The demos they have on the above link represent the atoms like little balls that are slowed when they pass through the intersection of two laser beams. Eventually the atoms get stuck in the intersecting area.
But this got me thinking, does the observation of the condensation depend on both the observer and the atoms not having motion? How do the atoms know they are stopped? Although the atoms are not moving relative to the table, they are still moving through the universe. They have only been stopped relative to the experiment apparatus.
For example, if the scientists set up the experiment along the side of the road and I was driving by in my car, would I be able able to observe the condensate even though I was moving 60 mph faster than the atoms?
The whole point of Einstein’s theories is that there is and can never be any absolute frame of reference. All reference frames are local.
So compared to the background both the condensate and you in your car are in the same frame of reference. You would have no problem discerning that they are motionless relative to the experimental apparatus.
Energy due to motion is called kinetic energy. Translational kinetic energy is different than thermal kinetic energy. The first is the energy of the bulk motion of matter. The second is the energy of the internal vibrations and interactions of the matter.
The Bose Einstein Condensate (BEC) forms at extremely low pressures and temperatures. Low thermal energy is important, but the translational kinetic energy doesn’t matter, except for keeping the BEC in the trap.
While you are driving past the BEC, you’ll observe it has kinetic energy. But it’s temperature (the thermal energy) will still be cold, even in your frame. You will still observe the BEC.

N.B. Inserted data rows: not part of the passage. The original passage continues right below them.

PR #9, opened 2020-10-19
Get up to date with recent developments

darosior:
This gets `revaultd` up to speed with recent changes in both practical-revault and revault_tx.

PR #10, opened 2020-10-21
Bitcoind interface

darosior:
Based on #9 , it sets up a simple interface to `bitcoind`. It's really a building block, much is still left to be done for the connection to be more reliable and to handle (most of) edgecases.

You should be able to test it on your locale node by tweaking the conf file in `test_data/` :-)

### DIFF
--- a/src/bitcoind/actions.rs
+++ b/src/bitcoind/actions.rs
@@ -80,13 +80,19 @@ pub fn wait_for_bitcoind_synced(
             // Ok, so we have some time. Let's try to avoid slowing it down by
             // spamming it with getblockchaininfo calls.
 
-            // FIXME: log here
+            if first {
+                log::info!(
+                    "Bitcoind is currently performing IBD, this is going to \
+                        take some time."
+                );
+            }
 
             // First: wait for it to gather all headers, if the current delta is
             // big enough. let's assume it won't take longer than 5min from now
             // for mainnet.
             // Then: get the number of blocks left to DL
             if first || delta > 1_000 {
+                log::info!("Waiting for bitcoind to gather enough headers..");
                 if bitcoind_config.network.eq("regtest") {
                     thread::sleep(time::Duration::from_secs(3));
                 } else {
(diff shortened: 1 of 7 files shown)


src/bitcoind/interface.rs
```diff
@@ -0,0 +1,49 @@
...
+        let client = Client::new(format!("{}", config.addr), user, pass);
+
+        Ok(BitcoinD { client })
+    }
+
+    fn make_request<'a, 'b>(
+        &self,
+        method: &'a str,
+        params: &'b [serde_json::Value],
+    ) -> Result<serde_json::Value, BitcoindError> {
```
edouardparis, line 31: I think you can change signature for:
```rust
use serde::de::DeserializeOwned;
use serde::{Deserialize, Serialize};
use serde_json;

    fn make _equest<P, T>(&self, method: &'a str, payload: P) -> Result<T, Error>
    where
        P: Serialize,
        T: DeserializeOwned,
    {
```

It will serialize the struct param and deserialize in the resource struct all using type inference

example:
https://github.com/edouardparis/opennode-rs/blob/master/opennode-client/src/client.rs#L88 
https://github.com/edouardparis/opennode-rs/blob/master/opennode-client/src/lib.rs#L51

darosior: I can, not sure i need though ? It's like `do_rpc` in the crate i use

src/bitcoind/actions.rs
```diff
@@ -0,0 +1,138 @@
...
+                    "Bitcoind is currently performing IBD, this is going to \
+                        take some time."
+                );
+            }
+
+            // First: wait for it to gather all headers, if the current delta is
+            // big enough. let's assume it won't take longer than 5min from now
+            // for mainnet.
+            // Then: get the number of blocks left to DL
+            if first || delta > 1_000 {
```
edouardparis, line 94: move 1_000, 3 and 5*60 as constants

edouardparis (approved):
fix clippy warnings

darosior:
Clippy warnings are fixed in https://github.com/re-vault/revaultd/pull/13 (even if, as discussed on MM, there are more to come :p)

src/bitcoind/actions.rs
darosior: Meh

That's kind of a hack that is going to be tinkered again, i don't even know how to name those constants.. `const DIFF_HEADERS_BLOCKS_IS_SMALL_ENOUGH = 1_000 // <- not sure about this`

darosior:
Going to merge this so we move forwards and as clippy checks are already fixed later

darosior:
ACK c599044

PR #13, opened 2020-10-28
Fixup config

darosior:
A small one on top of #12, to fixup the config (as managers are not anymore always part of the stakeholders).

Unfortunately i had to reintroduce a dev dep, see commit messages..

PR #19, opened 2020-11-05
Bitcoind main loop

darosior:
This implements the main actions on the `bitcoind` side, and as such begins the actual wallet logic. Pretty basic for now: we poll `listunspent` to stay in sync in `bitcoind`, cry blood because we have to maintain a map from address to derivation (see commit messages), and store / load deposits in the database.

We poll in the main thread, but we'll surely use a more elaborated event loop soon :)

Now going to unit test the DB and start the JSONRPC interface: hand-testing isn't going to last and we need a functional testing framework (wanted to reuse https://github.com/re-vault/revault-demo/tree/master/tests btw).


darosior:
Use FromHex https://github.com/rust-bitcoin/bitcoin_hashes/blob/master/src/hex.rs instead of my boutique function ! (Thanks Ed)

darosior:
A lot of stuff that i'd like to rework but i have to stop shaving yawks at some point. Will focus on the JSONRPC integration tomorrow.

darosior:
Rebased on top of #13 and added a test for deposits management in db.

edouardparis:
ACK 1a896f810e46f1d113fb8d9713353eb6e16b185d

PR #25, opened 2020-11-18
feat: add lib.rs for external use

edouardparis:
In order to use revaultd as an external library.


edouardparis:
Useless for now

PR #26, opened 2020-11-18
refac: move daemon_main to daemon::start

edouardparis:
In order to use revaultd as a library to start a revault daemon in Robalo, I need to remove process::exit from packages in order to have a clean way to control process and let the main function handle it.

I introduce in this change a new module: `daemon` which should manage the overall processes working in the daemon_loop.
The name collude with `revaultd`, thats why I suggest we rename `revaultd` to `revault` and  `Revaultd` to `Revault` because, this package and this struct are dedicated to the representation of the Revault protocole setup only.

### DIFF
--- a/src/bitcoind/actions.rs
+++ b/src/bitcoind/actions.rs
@@ -13,7 +13,7 @@ use revault_tx::{
 };
 
 use std::{
-    process, thread,
+    thread,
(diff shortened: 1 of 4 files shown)


edouardparis:
deprecated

The key is that all the atoms of the condensate are at rest (or very nearly so) relative to each other. This is as opposed to the usual state where each atom is jiggling around and bumping into its neighbors. What they’re doing relative to anything else doesn’t matter.
So do they even have to be cold? Say you had two atoms in a vacuum boucing around normally. At some point they just happen to be next to each other going the exact same speed and exact same direction. Would they spontaniously create a condensation?
Without the extreme cold that slows motion, it’s hard to believe that the atoms would ever be in such a position, or if they were only for such a fleetingest split second that it would be insufficient to make a connection. Atoms move phenomenal amounts under normal conditions.
Well, yes, but given conservation of momenta & energy, there’s no way for the two atoms to get into such a configuration without some kind of external force. And any number of atoms moving in lockstep like you describe are, by definition, cold.